#### Provided records ####

PR #236, opened 2020-05-27
T250642: bring back the gallery black background

medied:
Phabricator Link: https://phabricator.wikimedia.org/T250642

### Problem Statement

We had decided to temporarily remove the black background in the gallery as a consequence of [another gallery-related task](https://phabricator.wikimedia.org/T248443). The goal here is to bring the black background back and have the gallery display it correctly for both landscape and portrait images on device.

### Solution

After many deploys trying out a number of ideas, I was finally able to get the device to render images properly with the use of `onImageLoad` only. The solution consists of looking at the dimensions of each new image in the gallery and deciding based on its width and height whether said image is a portrait or landscape. With this information, we can then set CSS appropriately for each case. Note that:

- You will notice there are three classes in `gallery.less` that pertain to the height/width of the images: `portrait`, `landscape` and `hasHeader`
- In order to obtain an accurate reading of the image's width/height, we have to first remove the classes that are related to that (`portrait`, `landscape` and `hasHeader`)
  - This was probably the hardest to actually realize after all the trial and errors. The behaviors that I see on device if you don't remove the classes first vary and are all ultimately wrong: landscape images off-centered, portrait images with a white background, etc. If we don't clean up the image first (by removing classes), the height/width readings are not accurate and thus the logic falls apart.
- You will see what seems to be a redundant and unnecessary line of code in `gallery.less`: the `height` being set in `.img`. We need it this way for this solution to work because when we remove the classes we must reset height for an accurate reading. 

I encourage you to test this on device and welcome ideas to make it simpler/better.

### DIFF
--- a/src/components/Gallery.js
+++ b/src/components/Gallery.js
@@ -93,8 +93,12 @@ export const Gallery = ({ close, closeAll, items, startFileName, lang }) => {
       galleryNode.classList.remove(galleryClass)
     })
 
-    img.height >= img.width ? galleryNode.classList.add('portrait') : galleryNode.classList.add('landscape')
-    if (items[currentIndex].caption) galleryNode.classList.add('hasHeader')
+    const orientationClass = img.height >= img.width ? 'portrait' : 'landscape'
+    galleryNode.classList.add(orientationClass)
+
+    if (items[currentIndex].caption) {
+      galleryNode.classList.add('hasHeader')
+    }
   }
 
   useSoftkey('Gallery', {
@@ -117,7 +121,7 @@ export const Gallery = ({ close, closeAll, items, startFileName, lang }) => {
         )
       }
       <div class='img'>
-        <img onLoad={e => onImageLoad(e)} src={items[currentIndex].thumbnail} />
+        <img onLoad={onImageLoad} src={items[currentIndex].thumbnail} />
       </div>
     </div>
   )
--- a/src/components/Gallery.js
+++ b/src/components/Gallery.js
@@ -1,5 +1,5 @@
 import { h } from 'preact'
-import { useRef, useLayoutEffect } from 'preact/hooks'
+import { useRef, useLayoutEffect, useState } from 'preact/hooks'
 import { useI18n, useSoftkey, usePopup, useRange, useArticleMediaInfo } from 'hooks'
 
 const MAX_DESCRIPTION_HEIGHT = 45
@@ -83,6 +83,12 @@ export const Gallery = ({ close, closeAll, items, startFileName, lang }) => {
     currentIndex, onPrevImage, onNextImage
   ] = useRange(getInitialIndex(items, startFileName), items.length - 1)
   const [showAboutPopup] = usePopup(AboutContainer, { stack: true })
+  const [isPortrait, setIsPortrait] = useState()
+
+  const onImageLoad = ({ target: img }) => {
+    console.log('onImageLoad - img...', img)
+    img.height >= img.width ? setIsPortrait(true) : setIsPortrait(false) // TODO: if they are equal?
+  }
 
   useSoftkey('Gallery', {
     left: i18n('softkey-close'),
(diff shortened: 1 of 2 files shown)


src/components/Gallery.js
```diff
@@ -79,11 +79,24 @@ const LoadingAbout = () => {
...
 
+  const onImageLoad = ({ target: img }) => {
+    const galleryNode = containerRef.current
+    const galleryClasses = ['hasHeader', 'portrait', 'landscape']
+
+    galleryClasses.forEach(galleryClass => {
+      galleryNode.classList.remove(galleryClass)
+    })
+
+    img.height >= img.width ? galleryNode.classList.add('portrait') : galleryNode.classList.add('landscape')
```
medied, line 96: If height and width are equal I'm setting it as portrait, but I'm actually curious to hear if you think it should be landscape

style/gallery.less
```diff
@@ -18,15 +19,34 @@
 		align-items: center;
 		justify-content: center;
 		flex-direction: column;
-		height: calc( 100vh - @softkeysHeight );
 
 		img {
-			max-width: 100%;
 			background-color: #fff;
```
hueitan, line 24: this should be removed? I can still see some image with #fff background

medied:
>Have you tried setting the state in image load, then update the class list in useLayoutEffect? I'm seeing the blink changes when updating the class list, wondering will useLayoutEffect helps?

Yeap, I have tried a few different combinations (the [second commit](https://github.com/wikimedia/wikipedia-kaios/pull/236/commits/ac48ea2469b37c5219b0bf07a7a649effa995e52) shows the beginning of that approach), some thoughts/notes:

* I tried using `useLayoutEffect` tracking a `isPortrait` in dependency array, so checking for a change in image orientation, and removing/adding classes as needed

* Thing is the timing is tricky. We have to read `img.height` and `img.width` without the effect of class on it, and we can start reading only as soon as image loads. 

* The height being set by `hasHeader` was particularly troublesome because not removing it would get images be 'stuck' with a height ceiling that throws off the calculation.

* I also tried with a second `useLayoutEffect` tracking `currentIndex` to respond earlier
  * this was far from great because you could see the image blow up in size for a fraction of a second before the transition

* I learned an advantage of doing the class setting logic with `onImageLoad` is that we're guaranteed it will run every time. 

  * there are four different states possible in the gallery: portrait without header, portrait with header, landscape without header and landscape with header
  * for any gallery in any article, we can have all four state and we don't know what comes after each transition
  * the issue I was running into with `useLayoutEffect`, then, is that the transition could be from portrait with header to portrait without header, for example, and the class setting logic would fail to update appropriately, or viceversa. 
  * at one point I had two state variables, `isPortrait` (for orientation) and `hasHeader`, and tried using both with `useLayoutEffect` but wasn't able to accommodate for all possible transitions. Maybe there is a way?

####

▶ Aim of the task: Looking at the entries above, how many lines contain the word "bring"? Answer with the number alone.

▶ Task output: 2